ABOUT THIS TASK: Your task is to copy each line of the records that includes the string "button".

(Stored data entries)
^^^^^^^^^^^^^^^^
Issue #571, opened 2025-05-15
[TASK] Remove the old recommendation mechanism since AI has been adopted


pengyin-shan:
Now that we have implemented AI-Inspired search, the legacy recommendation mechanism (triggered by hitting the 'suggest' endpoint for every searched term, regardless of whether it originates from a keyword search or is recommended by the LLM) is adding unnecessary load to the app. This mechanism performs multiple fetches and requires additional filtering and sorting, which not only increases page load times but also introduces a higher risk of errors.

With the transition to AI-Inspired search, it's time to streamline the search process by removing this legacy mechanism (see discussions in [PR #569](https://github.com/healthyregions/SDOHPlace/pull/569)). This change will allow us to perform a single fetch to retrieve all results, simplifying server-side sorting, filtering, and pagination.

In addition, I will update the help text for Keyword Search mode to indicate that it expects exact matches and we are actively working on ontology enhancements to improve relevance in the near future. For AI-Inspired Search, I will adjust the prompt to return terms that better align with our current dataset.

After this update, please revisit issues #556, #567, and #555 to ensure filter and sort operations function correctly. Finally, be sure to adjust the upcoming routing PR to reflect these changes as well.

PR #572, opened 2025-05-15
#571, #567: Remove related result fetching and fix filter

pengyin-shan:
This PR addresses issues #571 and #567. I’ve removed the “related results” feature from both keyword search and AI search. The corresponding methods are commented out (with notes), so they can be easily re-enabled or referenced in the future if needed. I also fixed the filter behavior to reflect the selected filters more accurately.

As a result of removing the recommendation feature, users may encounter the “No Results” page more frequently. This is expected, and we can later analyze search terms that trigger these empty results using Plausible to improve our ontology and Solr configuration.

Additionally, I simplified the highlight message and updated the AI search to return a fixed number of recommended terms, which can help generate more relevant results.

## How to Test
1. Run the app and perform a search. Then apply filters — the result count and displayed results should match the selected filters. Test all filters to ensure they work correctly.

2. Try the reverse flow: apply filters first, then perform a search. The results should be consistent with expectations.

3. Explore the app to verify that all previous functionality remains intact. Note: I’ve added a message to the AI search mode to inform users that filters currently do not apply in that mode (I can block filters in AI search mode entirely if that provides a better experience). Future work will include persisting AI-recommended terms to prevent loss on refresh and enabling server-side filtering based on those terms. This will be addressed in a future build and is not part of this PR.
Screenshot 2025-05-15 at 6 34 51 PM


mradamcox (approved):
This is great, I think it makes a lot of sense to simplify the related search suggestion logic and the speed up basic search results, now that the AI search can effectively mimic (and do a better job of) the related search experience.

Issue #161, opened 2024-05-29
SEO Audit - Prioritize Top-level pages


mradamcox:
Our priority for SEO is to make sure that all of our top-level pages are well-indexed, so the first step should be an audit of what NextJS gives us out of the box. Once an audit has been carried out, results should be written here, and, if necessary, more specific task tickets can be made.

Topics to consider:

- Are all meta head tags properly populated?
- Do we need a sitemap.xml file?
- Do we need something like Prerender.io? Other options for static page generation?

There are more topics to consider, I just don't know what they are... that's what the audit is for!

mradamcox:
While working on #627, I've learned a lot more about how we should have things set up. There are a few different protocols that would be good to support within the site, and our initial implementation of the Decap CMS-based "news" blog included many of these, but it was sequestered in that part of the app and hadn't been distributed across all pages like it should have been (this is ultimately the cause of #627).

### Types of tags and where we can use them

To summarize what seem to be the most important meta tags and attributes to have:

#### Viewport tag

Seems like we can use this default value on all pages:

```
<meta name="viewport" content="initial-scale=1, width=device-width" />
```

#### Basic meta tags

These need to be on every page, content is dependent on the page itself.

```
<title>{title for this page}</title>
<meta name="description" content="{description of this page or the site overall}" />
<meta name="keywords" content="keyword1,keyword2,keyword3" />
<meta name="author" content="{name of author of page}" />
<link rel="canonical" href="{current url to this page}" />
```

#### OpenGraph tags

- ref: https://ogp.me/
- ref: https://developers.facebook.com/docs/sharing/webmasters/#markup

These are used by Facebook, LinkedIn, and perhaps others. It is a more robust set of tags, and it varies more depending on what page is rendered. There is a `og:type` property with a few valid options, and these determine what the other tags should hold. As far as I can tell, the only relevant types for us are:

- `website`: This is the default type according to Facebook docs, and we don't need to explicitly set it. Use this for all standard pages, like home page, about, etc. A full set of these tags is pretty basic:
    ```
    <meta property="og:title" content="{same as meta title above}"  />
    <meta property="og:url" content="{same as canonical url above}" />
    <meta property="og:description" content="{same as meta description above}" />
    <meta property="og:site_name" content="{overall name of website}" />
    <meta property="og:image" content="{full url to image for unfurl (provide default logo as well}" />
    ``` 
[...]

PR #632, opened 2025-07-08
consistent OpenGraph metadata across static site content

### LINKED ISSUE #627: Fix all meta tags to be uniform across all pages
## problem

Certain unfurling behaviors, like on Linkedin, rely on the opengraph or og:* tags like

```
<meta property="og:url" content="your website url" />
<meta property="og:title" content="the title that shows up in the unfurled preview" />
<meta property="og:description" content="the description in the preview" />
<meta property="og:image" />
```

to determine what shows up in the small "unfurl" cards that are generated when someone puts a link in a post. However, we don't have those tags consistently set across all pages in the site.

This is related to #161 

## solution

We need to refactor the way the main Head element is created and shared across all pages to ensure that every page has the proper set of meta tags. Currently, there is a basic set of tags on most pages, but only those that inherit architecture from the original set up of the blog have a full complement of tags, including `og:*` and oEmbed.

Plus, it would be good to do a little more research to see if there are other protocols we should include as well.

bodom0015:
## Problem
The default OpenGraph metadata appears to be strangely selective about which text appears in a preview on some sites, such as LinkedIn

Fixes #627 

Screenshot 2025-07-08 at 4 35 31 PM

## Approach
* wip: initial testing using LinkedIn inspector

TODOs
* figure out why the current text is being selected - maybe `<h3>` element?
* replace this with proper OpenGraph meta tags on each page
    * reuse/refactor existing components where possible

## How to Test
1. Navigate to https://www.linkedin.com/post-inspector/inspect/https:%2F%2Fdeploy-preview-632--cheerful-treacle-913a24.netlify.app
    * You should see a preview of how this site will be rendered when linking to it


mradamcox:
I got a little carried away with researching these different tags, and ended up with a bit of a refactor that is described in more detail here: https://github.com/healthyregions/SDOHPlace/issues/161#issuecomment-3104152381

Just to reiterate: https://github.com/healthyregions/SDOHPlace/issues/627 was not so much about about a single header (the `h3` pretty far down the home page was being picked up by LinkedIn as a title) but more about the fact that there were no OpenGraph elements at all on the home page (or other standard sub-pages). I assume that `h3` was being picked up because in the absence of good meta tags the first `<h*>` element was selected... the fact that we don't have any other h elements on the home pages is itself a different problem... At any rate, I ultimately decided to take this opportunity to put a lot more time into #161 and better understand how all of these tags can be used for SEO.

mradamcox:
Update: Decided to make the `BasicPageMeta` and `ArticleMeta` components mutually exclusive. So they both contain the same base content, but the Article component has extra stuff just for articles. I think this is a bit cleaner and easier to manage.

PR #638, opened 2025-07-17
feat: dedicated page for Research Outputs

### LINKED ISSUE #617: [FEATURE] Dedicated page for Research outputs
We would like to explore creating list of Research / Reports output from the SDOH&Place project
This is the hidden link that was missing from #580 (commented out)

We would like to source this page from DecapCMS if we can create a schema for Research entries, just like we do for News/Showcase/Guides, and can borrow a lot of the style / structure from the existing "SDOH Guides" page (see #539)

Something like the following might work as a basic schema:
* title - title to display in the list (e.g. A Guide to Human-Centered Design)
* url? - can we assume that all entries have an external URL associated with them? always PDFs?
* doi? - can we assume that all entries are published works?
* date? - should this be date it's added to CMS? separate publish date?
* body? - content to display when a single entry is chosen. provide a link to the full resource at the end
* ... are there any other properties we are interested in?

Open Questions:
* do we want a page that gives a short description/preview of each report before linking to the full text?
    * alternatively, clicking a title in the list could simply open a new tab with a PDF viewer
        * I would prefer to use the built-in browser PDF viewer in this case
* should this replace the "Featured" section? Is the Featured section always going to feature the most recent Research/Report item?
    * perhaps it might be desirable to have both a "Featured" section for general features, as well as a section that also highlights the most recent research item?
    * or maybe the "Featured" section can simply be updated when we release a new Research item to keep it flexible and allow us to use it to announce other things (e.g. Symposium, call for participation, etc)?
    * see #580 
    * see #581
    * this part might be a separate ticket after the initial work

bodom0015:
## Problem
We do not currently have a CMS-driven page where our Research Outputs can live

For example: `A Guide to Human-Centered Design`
^^^^^^^^^^^^^^^^
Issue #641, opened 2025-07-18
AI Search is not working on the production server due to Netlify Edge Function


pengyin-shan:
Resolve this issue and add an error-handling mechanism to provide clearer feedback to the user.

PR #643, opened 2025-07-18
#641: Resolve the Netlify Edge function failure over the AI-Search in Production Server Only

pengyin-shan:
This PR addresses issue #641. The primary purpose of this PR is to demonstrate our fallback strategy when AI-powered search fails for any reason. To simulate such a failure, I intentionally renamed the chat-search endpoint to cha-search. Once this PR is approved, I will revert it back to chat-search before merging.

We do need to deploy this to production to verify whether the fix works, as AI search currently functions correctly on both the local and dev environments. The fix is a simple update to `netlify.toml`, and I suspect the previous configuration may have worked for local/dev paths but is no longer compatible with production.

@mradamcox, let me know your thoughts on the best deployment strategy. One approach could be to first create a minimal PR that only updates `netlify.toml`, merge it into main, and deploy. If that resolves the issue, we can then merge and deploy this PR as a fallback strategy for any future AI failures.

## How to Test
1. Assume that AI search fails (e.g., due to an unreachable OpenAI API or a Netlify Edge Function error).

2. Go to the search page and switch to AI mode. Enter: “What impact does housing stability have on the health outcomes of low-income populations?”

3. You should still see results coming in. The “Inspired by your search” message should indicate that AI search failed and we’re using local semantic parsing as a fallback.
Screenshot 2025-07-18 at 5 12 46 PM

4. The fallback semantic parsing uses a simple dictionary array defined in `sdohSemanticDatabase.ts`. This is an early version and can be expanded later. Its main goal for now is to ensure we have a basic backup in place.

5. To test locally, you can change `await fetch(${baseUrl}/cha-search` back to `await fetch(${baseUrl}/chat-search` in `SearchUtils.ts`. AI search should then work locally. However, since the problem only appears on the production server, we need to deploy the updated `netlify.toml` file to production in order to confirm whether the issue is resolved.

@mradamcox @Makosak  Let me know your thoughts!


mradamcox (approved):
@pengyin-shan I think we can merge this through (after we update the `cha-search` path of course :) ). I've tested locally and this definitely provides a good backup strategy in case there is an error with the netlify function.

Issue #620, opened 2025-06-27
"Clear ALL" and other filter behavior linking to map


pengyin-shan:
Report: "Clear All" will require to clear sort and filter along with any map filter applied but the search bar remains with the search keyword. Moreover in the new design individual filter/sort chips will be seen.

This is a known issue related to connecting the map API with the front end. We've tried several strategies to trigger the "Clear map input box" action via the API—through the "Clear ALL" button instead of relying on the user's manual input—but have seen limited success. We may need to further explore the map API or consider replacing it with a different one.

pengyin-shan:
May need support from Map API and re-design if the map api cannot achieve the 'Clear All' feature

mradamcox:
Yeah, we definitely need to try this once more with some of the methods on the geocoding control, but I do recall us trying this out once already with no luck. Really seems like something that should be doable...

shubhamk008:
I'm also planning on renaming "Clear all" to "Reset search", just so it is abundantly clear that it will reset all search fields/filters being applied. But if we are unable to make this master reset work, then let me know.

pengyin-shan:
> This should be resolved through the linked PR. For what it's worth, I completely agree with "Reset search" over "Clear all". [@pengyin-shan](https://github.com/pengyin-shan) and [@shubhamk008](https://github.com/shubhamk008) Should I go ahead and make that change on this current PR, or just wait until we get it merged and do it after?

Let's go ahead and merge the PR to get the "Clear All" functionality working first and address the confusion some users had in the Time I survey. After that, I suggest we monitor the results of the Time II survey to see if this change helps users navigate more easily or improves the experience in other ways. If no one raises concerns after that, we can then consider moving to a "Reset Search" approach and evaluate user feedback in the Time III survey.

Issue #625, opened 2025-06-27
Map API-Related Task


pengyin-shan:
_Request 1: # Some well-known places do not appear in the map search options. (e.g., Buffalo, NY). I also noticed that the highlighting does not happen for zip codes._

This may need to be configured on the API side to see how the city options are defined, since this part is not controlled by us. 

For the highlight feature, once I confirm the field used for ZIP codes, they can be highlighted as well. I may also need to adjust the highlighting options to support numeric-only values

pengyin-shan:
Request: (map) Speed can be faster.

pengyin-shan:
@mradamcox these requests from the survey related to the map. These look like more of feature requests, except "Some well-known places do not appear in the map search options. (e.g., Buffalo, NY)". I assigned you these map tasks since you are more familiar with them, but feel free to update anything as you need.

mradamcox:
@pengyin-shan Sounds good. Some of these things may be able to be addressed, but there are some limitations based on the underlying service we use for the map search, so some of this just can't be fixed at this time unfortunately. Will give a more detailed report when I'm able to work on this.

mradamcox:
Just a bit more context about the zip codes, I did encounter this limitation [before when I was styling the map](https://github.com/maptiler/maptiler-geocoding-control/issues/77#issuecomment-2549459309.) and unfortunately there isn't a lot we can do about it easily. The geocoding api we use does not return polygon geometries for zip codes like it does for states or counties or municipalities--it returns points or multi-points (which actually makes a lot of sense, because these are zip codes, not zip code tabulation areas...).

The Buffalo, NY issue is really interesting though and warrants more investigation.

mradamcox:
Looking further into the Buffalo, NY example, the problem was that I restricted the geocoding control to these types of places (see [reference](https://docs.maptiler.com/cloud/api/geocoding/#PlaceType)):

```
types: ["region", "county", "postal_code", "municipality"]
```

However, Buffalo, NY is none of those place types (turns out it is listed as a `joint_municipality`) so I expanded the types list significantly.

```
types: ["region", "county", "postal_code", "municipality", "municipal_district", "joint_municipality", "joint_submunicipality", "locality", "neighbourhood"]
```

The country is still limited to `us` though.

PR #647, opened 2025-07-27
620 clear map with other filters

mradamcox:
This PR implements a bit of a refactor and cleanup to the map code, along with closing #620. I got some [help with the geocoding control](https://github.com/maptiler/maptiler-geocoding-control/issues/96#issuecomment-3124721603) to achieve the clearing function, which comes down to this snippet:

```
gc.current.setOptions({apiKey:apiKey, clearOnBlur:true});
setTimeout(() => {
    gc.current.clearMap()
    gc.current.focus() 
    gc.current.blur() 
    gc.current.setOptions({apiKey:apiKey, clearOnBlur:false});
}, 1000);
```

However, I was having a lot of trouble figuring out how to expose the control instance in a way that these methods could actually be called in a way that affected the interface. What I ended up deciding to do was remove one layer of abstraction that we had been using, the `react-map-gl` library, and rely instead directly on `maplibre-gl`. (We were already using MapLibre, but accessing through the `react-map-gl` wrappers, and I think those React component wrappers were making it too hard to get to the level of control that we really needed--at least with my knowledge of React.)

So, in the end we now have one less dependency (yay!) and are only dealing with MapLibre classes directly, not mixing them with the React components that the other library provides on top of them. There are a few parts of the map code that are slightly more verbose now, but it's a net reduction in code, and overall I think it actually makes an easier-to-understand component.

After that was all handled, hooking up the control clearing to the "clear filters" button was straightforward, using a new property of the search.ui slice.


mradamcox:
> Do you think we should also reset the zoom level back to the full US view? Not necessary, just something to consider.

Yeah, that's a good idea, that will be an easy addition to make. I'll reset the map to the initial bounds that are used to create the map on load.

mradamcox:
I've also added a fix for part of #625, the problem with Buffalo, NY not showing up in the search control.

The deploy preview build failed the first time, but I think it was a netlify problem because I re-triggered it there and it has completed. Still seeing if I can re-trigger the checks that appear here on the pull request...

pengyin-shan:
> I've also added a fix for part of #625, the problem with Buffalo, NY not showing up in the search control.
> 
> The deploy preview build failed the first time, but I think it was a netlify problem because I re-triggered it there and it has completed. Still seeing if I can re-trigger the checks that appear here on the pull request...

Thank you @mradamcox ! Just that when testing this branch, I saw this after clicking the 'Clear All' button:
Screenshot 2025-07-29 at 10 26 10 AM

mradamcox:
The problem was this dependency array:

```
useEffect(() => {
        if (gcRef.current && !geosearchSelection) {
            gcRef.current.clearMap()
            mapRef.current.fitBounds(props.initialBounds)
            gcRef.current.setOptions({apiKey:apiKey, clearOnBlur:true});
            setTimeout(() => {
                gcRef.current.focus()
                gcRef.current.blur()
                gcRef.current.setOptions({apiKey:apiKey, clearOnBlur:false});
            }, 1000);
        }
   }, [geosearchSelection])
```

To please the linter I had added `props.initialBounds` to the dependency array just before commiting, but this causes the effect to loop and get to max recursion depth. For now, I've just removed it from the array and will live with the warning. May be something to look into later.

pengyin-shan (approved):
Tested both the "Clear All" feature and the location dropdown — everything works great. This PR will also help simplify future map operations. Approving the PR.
^^^^^^^^^^^^^^^^
OUTPUT BELOW:
This is a known issue related to connecting the map API with the front end. We've tried several strategies to trigger the "Clear map input box" action via the API—through the "Clear ALL" button instead of relying on the user's manual input—but have seen limited success. We may need to further explore the map API or consider replacing it with a different one.
After that was all handled, hooking up the control clearing to the "clear filters" button was straightforward, using a new property of the search.ui slice.
Thank you @mradamcox ! Just that when testing this branch, I saw this after clicking the 'Clear All' button:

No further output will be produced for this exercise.